Stored data:

PR #3220, opened 2026-08-18
Fix #3216

### LINKED ISSUE #3216: Presolve appears to prevent feasible incumbents being reconstructed, leading to massive search tree growth
Hi HiGHS Team,

I'm seeing a significant behavioural difference between solving a binary MIP with presolve enabled vs disabled.

I am running this through the C# HiGHS.Native 1.15.1 interface but have also tested the attached MPS file with a local HiGHS exe built from the main branch.

With presolve enabled:
- HiGHS repeatedly reports:
```
WARNING: Solution with objective ... has untransformed violations:
bound = 0;
integrality = 0;
row = 1
```
- No feasible incumbent is ever accepted.
- BestSol remains inf.
- The branch-and-bound tree grows rapidly (>100k nodes).
- The solve eventually times out or is OOM-killed.

With presolve disabled:
- No untransformed violation warnings occur.
- Feasible incumbents are found immediately.
- The model solves to optimality in ~14 seconds.
- Only 32 nodes are explored.

Attached to this issue you will find
- Problem-causing "model.mps" (uploaded as "model.txt")
- Results expected with presolve on "solver-log-presolve-on.txt"
- Results expected with presolve off "solver-log-pesolve-off.txt"

Side note, you will notice that our solver logs start by spamming: 

"Rows:           1 upper bounds greater than or equal to        1e+20 are treated as +Infinity"

This is because we set NULLs to HiGHS `infinite_bound` option. Is this the right way of setting up an upper bound or should we be using Highs Infinity?

Many thanks,

Gbtank

---

[solver-log-presolve-on.txt](https://github.com/user-attachments/files/31022404/solver-log-presolve-on.txt)

[model.txt](https://github.com/user-attachments/files/31022428/model.txt)

[solver-log-presolve-off.txt](https://github.com/user-attachments/files/31022410/solver-log-presolve-off.txt)

fwesselm:
Fix #3216 
- Correctly fix last non-fixed entry in equality cliques.
- Do not exit early when making bound modifications in `HPresolve::finaliseProbing`.
- Added a unit test.

### DIFF
--- a/highs/mip/HighsCliqueTable.cpp
+++ b/highs/mip/HighsCliqueTable.cpp
@@ -836,6 +836,17 @@ void HighsCliqueTable::removeClique(HighsInt cliqueid) {
   numEntries -= len;
 }
 
+void HighsCliqueTable::fixLastActiveAndRemove(HighsDomain& globaldom,
+                                              HighsInt cliqueid) {
+  if (cliques[cliqueid].equality && cliques[cliqueid].numActive() == 1)
+    for (HighsInt i = cliques[cliqueid].start; i != cliques[cliqueid].end; ++i)
+      if (!globaldom.isFixed(cliqueentries[i].col)) {
+        fixCol(globaldom, cliqueentries[i].complement(), false);
+        break;
+      }
+  removeClique(cliqueid);
+}
+
 void HighsCliqueTable::extractCliques(
     const HighsMipSolver& mipsolver, std::vector<HighsInt>& inds,
     std::vector<double>& vals, std::vector<int8_t>& complementation, double rhs,
@@ -1519,7 +1530,8 @@ void HighsCliqueTable::processInfeasibleVertices(HighsDomain& globaldom) {
       // may be found by probing and will be deleted upon rebuild anyways
       vHashLists.for_each([&](HighsInt cliqueid) {
         cliques[cliqueid].numZeroFixed += 1;
-        if (cliques[cliqueid].numActive() <= 1) removeClique(cliqueid);
+        if (cliques[cliqueid].numActive() <= 1)
+          fixLastActiveAndRemove(globaldom, cliqueid);
       });
       continue;
     }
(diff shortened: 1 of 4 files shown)


highs/mip/HighsCliqueTable.cpp
```diff
@@ -836,6 +836,17 @@ void HighsCliqueTable::removeClique(HighsInt cliqueid) {
   numEntries -= len;
 }
 
+void HighsCliqueTable::fixLastActiveAndRemove(HighsDomain& globaldom,
+                                              HighsInt cliqueid) {
+  if (cliques[cliqueid].equality && cliques[cliqueid].numActive() == 1)
+    for (HighsInt i = cliques[cliqueid].start; i != cliques[cliqueid].end; ++i)
+      if (!globaldom.isFixed(cliqueentries[i].col)) {
+        fixCol(globaldom, cliqueentries[i].complement(), false);
```
Opt-Mucca, line 844: How do we know which way we can fix the clique variable? We don't check what the other variables in the clique have been fixed to?

Opt-Mucca (commented):
Changes look good. I've left a comment because I'm not sure how all cases are handled.

highs/mip/HighsCliqueTable.cpp
fwesselm: @Opt-Mucca I hope I am not missing something. My naive understanding was that we have equality cliques with one element `x = 1` or `(1 - x) = 1`. We then fix accordingly. I added a test for the opposite case where the last active variable can be fixed to zero.

Opt-Mucca: Ignore me. I think I'm being overly cautious. Happy with the change!

Opt-Mucca (approved):

jajhall (approved):
I can't comment on the technical side of clique removal, but if this fixes #3216 and has two unit tests to validate the fix and for code coverage, then it's good with me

Your instructions
State how many lines above contain the string "variable", with no other words.

Problem solution
2